## Exercise
Which lines of the data hold the word "macro"? Copy all of them.

Stored data entries:
• • • • •
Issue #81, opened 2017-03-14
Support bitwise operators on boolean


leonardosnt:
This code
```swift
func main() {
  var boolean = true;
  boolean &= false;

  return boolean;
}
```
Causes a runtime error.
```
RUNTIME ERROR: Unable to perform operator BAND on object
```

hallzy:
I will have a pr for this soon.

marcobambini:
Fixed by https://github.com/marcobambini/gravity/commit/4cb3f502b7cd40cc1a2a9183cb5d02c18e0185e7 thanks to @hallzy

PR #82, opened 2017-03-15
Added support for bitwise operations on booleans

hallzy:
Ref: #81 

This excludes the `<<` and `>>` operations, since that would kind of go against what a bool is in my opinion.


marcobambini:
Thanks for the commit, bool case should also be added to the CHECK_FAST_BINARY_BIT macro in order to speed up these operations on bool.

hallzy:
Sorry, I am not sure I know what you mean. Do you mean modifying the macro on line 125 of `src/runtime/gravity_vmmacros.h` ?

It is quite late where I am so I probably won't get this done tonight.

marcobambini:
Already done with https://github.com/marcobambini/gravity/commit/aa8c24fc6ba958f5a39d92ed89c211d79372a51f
• • • • •
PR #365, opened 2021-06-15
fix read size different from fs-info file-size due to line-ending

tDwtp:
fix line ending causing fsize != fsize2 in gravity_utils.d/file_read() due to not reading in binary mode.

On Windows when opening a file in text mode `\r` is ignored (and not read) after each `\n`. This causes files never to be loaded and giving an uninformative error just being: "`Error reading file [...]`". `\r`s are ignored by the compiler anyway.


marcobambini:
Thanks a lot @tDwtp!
• • • • •
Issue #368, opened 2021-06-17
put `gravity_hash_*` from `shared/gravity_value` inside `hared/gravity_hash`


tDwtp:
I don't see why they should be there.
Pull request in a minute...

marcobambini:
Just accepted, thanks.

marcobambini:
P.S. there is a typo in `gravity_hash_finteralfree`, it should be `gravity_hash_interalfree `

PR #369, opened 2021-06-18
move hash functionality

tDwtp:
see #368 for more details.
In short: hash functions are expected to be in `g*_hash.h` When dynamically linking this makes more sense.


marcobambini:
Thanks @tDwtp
• • • • •
## Response to the task
Thanks for the commit, bool case should also be added to the CHECK_FAST_BINARY_BIT macro in order to speed up these operations on bool.
Sorry, I am not sure I know what you mean. Do you mean modifying the macro on line 125 of `src/runtime/gravity_vmmacros.h` ?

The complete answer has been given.